Exercise aim: Among the entries that follow, some lines contain the word "import". Show all of them.

:: Supplied records ::

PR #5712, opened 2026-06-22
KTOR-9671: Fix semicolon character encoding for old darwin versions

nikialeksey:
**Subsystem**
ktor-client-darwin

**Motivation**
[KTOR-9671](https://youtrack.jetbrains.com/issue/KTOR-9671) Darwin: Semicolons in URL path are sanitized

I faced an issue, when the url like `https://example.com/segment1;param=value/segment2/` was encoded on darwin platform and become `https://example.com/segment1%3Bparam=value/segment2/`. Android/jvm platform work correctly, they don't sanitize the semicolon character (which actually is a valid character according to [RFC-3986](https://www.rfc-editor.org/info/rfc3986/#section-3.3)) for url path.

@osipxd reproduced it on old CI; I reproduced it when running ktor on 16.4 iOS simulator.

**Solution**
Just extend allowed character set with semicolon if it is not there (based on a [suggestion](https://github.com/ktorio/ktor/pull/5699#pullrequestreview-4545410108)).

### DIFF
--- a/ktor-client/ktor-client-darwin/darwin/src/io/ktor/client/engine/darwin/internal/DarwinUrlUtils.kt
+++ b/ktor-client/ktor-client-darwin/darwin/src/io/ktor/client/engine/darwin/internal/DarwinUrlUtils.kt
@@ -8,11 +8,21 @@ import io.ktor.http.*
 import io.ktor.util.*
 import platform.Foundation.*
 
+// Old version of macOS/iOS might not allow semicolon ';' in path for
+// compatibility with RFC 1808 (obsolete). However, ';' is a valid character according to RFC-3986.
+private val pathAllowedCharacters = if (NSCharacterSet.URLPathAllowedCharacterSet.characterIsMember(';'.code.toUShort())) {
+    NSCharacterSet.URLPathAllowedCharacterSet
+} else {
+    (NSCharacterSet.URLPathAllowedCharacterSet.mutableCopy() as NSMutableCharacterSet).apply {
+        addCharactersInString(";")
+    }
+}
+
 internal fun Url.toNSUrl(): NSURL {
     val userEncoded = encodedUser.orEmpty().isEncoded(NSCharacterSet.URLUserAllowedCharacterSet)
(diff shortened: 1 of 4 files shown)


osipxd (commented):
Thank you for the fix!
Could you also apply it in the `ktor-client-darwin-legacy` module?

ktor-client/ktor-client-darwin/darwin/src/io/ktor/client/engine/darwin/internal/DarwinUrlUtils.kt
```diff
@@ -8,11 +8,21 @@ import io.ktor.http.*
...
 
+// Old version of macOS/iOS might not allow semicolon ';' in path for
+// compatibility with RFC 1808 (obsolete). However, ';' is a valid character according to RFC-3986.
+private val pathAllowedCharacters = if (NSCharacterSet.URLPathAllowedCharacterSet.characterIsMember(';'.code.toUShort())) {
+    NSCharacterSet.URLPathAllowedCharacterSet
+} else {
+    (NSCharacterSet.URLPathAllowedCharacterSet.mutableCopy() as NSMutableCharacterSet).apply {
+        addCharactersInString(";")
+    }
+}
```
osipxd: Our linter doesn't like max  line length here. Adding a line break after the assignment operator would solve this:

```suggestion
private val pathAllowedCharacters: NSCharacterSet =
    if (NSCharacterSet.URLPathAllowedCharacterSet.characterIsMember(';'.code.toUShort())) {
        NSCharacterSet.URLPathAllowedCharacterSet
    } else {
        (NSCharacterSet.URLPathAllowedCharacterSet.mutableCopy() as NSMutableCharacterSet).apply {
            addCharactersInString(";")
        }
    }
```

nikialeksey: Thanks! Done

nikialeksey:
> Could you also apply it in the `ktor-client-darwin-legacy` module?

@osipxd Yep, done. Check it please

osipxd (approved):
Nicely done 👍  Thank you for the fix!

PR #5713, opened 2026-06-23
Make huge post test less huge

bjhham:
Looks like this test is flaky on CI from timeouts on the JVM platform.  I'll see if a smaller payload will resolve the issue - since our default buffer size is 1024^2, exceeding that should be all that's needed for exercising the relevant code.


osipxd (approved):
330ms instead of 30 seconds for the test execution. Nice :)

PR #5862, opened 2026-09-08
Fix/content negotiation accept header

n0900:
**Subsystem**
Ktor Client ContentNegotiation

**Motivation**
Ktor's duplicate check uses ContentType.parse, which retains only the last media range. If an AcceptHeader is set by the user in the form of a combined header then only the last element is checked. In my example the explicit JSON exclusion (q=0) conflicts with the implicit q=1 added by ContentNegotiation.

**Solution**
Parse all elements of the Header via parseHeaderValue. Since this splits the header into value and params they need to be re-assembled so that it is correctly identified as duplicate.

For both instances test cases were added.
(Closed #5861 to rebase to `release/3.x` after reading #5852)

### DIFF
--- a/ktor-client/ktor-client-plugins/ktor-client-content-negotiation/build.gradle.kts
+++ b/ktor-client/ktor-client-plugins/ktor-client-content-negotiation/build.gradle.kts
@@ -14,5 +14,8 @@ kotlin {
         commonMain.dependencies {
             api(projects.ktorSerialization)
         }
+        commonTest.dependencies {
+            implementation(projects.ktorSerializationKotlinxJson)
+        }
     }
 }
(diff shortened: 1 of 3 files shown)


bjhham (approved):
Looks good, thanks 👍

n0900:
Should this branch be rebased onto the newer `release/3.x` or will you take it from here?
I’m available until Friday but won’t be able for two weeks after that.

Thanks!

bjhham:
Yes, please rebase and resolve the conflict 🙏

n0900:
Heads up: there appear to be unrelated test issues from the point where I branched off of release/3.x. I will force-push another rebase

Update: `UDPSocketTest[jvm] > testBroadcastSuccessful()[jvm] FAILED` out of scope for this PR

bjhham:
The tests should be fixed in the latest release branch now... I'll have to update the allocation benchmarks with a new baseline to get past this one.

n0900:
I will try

:::

Reply to the task:
@@ -8,11 +8,21 @@ import io.ktor.http.*
 import io.ktor.util.*
 import platform.Foundation.*
@@ -8,11 +8,21 @@ import io.ktor.http.*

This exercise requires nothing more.